Les valeurs à suivre à la Bourse de Paris à la mi-séance

lundi 14 novembre 2016 13h33
 

PARIS (Reuters) - Les valeurs à suivre lundi à la Bourse de Paris où le CAC 40 progresse de 0,2% à 4.497,68 points, porté notamment par les ressources de base favorisées par la hausse du dollar et par les banques sur des rumeurs de concentration dans le secteur et de perspectives de remontée des taux.

* ARCELORMITTAL enregistre la plus forte hausse du CAC 40 (+3,05% à 6,569 euros). Société Générale a relevé son objectif de cours à 7,54 euros contre 4,5 euros précédemment avec une recommandation inchangée à "achat". L'analyste estime que la société bénéficiera à moyen terme des mesures de protection tarifaires sur l'acier instaurées par les gouvernements européens et de la réduction du poids de sa dette.

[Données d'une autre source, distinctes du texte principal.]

PR #4481, opened 2020-03-26
Merge convert ops sequence 

swapna-intel:
JIRA: https://jira.devtools.intel.com/browse/CVS-28831
Plan:

See graph in test file


swapna-intel:
I dont have access to JIRA yet. My questions:
1. Should this be an algebraic_simplification pass or a new one by itself?
2. what all conversions are to be targeted?
3. Does shapes have any impact?

ashokei:
@swapna-intel one pattern i notice is char -> convert(uint8) -> convert(f32). I think the middle convert can be removed?

PR #4486, opened 2020-03-26
Add value_type to Dimension, deprecate int64_t cast

diyessi:


src/ngraph/validation_util.cpp
```diff
@@ -866,7 +866,7 @@ int64_t ngraph::normalize_axis(const std::string& node_description,
         axis = axis + tensor_rank;
     }
 
-    return static_cast<int64_t>(axis);
+    return int64_t(axis);
```
mbencer: cast not needed

PR #4489, opened 2020-03-27
Cyphers/topkconst

diyessi:


silee2:
The evaluator caches node evaluation result. We would have to state that evaluator needs to be reconstructed after graph modification.

PR #4494, opened 2020-03-30
Use Squeeze instead of Reshape in interpret_as_scalar

tomdol:


src/ngraph/frontend/onnx_import/utils/reshape.cpp
```diff
@@ -110,7 +110,10 @@ namespace ngraph
                         node->get_element_type(), ngraph::Shape{}, value);
                 }
 
-                return ngraph::builder::opset1::reshape(node, Shape{});
+                const auto axis =
+                    default_opset::Constant::create(element::i64, ngraph::Shape{}, {0});
+
+                return std::make_shared<ngraph::opset1::Squeeze>(node, axis);
```
arogowie-intel: This doesn't solve the real problem. We should fix `builder::opset1::reshape` to handle case when we want to reshape into scalar value.

tomdol: It does solve the problem by replacing a regular op with a fused op which will not be decomposed to Reshape in IE. This way the IE will not receive a constant with a scalar shape that it doesn't support at the moment.
I've initially fixed the builder but it still produced a constant with a scalar and an empty shape, so the problem was still reproducible.

arogowie-intel: Decided to finish in separate PR.

PR #4495, opened 2020-03-30
Eliminate mismatch between opset1/opset2 and our real intentions

slyalin:
Modify opset2 based on our real intentions in forming opset1. Opset1 has some mismatches with what we have in OpenVINO spec. As we cannot modify opset1 as it had been already released, so we apply fixed in opset2.


slyalin:
We have removed @diyessi from the review as it stuff is not architectural and affects mostly OpenVINO stack. The PR was created yesterday, there hasn't been any feedback from his side since then. We would like to merge it quickly and avoid waiting another day.

PR #4497, opened 2020-03-31
update concat_elimination pass for openvino use

ashokei:


src/ngraph/pass/concat_fusion.cpp
```diff
@@ -99,22 +99,31 @@ void pass::ConcatElimination::construct_concat_elimination()
...
         return false;
     };
 
     auto m = std::make_shared<pattern::Matcher>(concat_label, "ConcatElimination");
-    this->add_matcher(m, callback, PassProperty::REQUIRE_STATIC_SHAPE);
+    this->add_matcher(m, callback);
+}
+
+bool ngraph::pass::ConcatElimination::run_on_function(std::shared_ptr<Function> function)
+{
```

* LAFARGEHOLCIM enregistre une hausse de 1,41% à 51,94 euros. Le cimentier franco-suisse annoncera vendredi, lors de sa journée investisseurs, des mesures de réduction des coûts qui passeront par la fermeture de filiales étrangères et des suppressions de postes sur ses principaux marchés, dont la France, a rapporté le journal dominical suisse Sonntagszeitung.

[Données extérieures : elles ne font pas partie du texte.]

PR #4503, opened 2020-03-31
Fixes for v1::ConvolutionBackpropData and v1:Convolution ops

itikhono:
Convolution:
1. Nullify pads_begin and pads_end attributes in case of auto_pad == "VALID".

ConvolutionBackpropData:
1. Support a case when output_shape is omitted, but auto_pad is specified. 
This case is not specified in the onnx spec, so [issue ](https://github.com/onnx/onnx/issues/2586) has been created.
Added implementation according to the onnxruntime.
Implemented tests on dldt side to cover this case.
2. Fix for auto_pad calculation according to the onnx spec formulas.
onnx spec and onnx runtime implementation:
> If (auto_pads != SAME_UPPER): pads[start_i] = total_padding[i]/2; pads[end_i] = total_padding[i] - (total_padding[i]/2)
> Else: pads[start_i] = total_padding[i] - (total_padding[i]/2); pads[end_i] = (total_padding[i]/2).

But there is inconsistency in ONNX specification: [issue](https://github.com/onnx/onnx/issues/1609)


itikhono:
> Has it been verified that no none is currently calling the constructor with arguments that will get errors with this PR? @ilyachur

These changes were verified by all dldt pre-commits. Also, it fixes inference for several winML models. I’ll run additional dldt tests in order to be more confident.
The specification was updated according to the changes.

itikhono:
dldt testing passed. PR is ready to merge.

Issue #580, opened 2023-12-22
copyright year needs an adjustment


GitMensch:
the license file has

> Copyright (C) 2016-2020 Klaralvdalens Datakonsult AB

Side note: Would you consider "updating" the license to GPLv3+?

milianw:
why do you want to update the license?

GitMensch:
The copyright year change in the was last done in 6f4dc6a0904c239c8844e2325a1668b2d4aabcb9.

I think that one either considers to specify the copyright for the license, in which case the current entry makes no sense, or to specify not also the license but also the copyright for the software in a single place, in which case the years should be updated.

@winterz just adjusted the license in https://github.com/KDAB/KDDockWidgets/blob/2.0/LICENSE.GPL.txt to explicit allow _both_ license versions to be used (sadly it does not include "or any later version", but that's up to the copyright owner, of course).

For a general note about possible reasons to upgrade see https://www.gnu.org/licenses/rms-why-gplv3.html (for many the reason "I can link to GPLv3" will be the most relevant reason).

milianw:
I believe the year is pretty meaningless - at least outside the US. But my colleague Allen (@winterz) regularly updates the year, which is fine by me.

Generally we try to use the same licenses for all our FOSS products here at kdab, are you saying KDDW is incompatible with hotspot? I doubt that, and if need be we can change the two licenses.

But I definitely do not intend to change the license "just because".

PR #596, opened 2024-01-16
Remove the date range from KDAB copyrights

winterz:
Keep the file creationYear as part of the copyright but no longer worry about extending the date range to include the currentYear.

This standardizes to KDAB copyright policy.


GitMensch:
Thank you or this work. Standard is always useful!
#580 should be referenced in this issue, for it to be closed on merge.

Just as a question: What do you think of dual-licensing Hotspot under GPLv2 / GPLv3 (like KDDockWidgets) or license under "GPL version 2 or later" (the license text may be unchanged then), which would allow both license versions for future use (depending on the dependencies, of course)?

milianw (approved):

PR #599, opened 2024-01-22
fix wrong source code shown

lievenhey:
The vectors containing the source code are not reset correctly. This results one some old code being shown. This patch resets them correctly.

fixes: #577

* Les valeurs bancaires signent une progression de 1,09%. BNP gagne 1,39% à 55,53 euros, SOCIETE GENERALE 0,59% à 40,04 euros et NATIXIS 1,69% à 4,758 euros.

Société générale et UniCredit n'ont pas souhaité lundi faire de commentaire sur une rumeur de marché relayée notamment par l'agence de presse italienne Ansa leur prêtant l'intention de fusionner.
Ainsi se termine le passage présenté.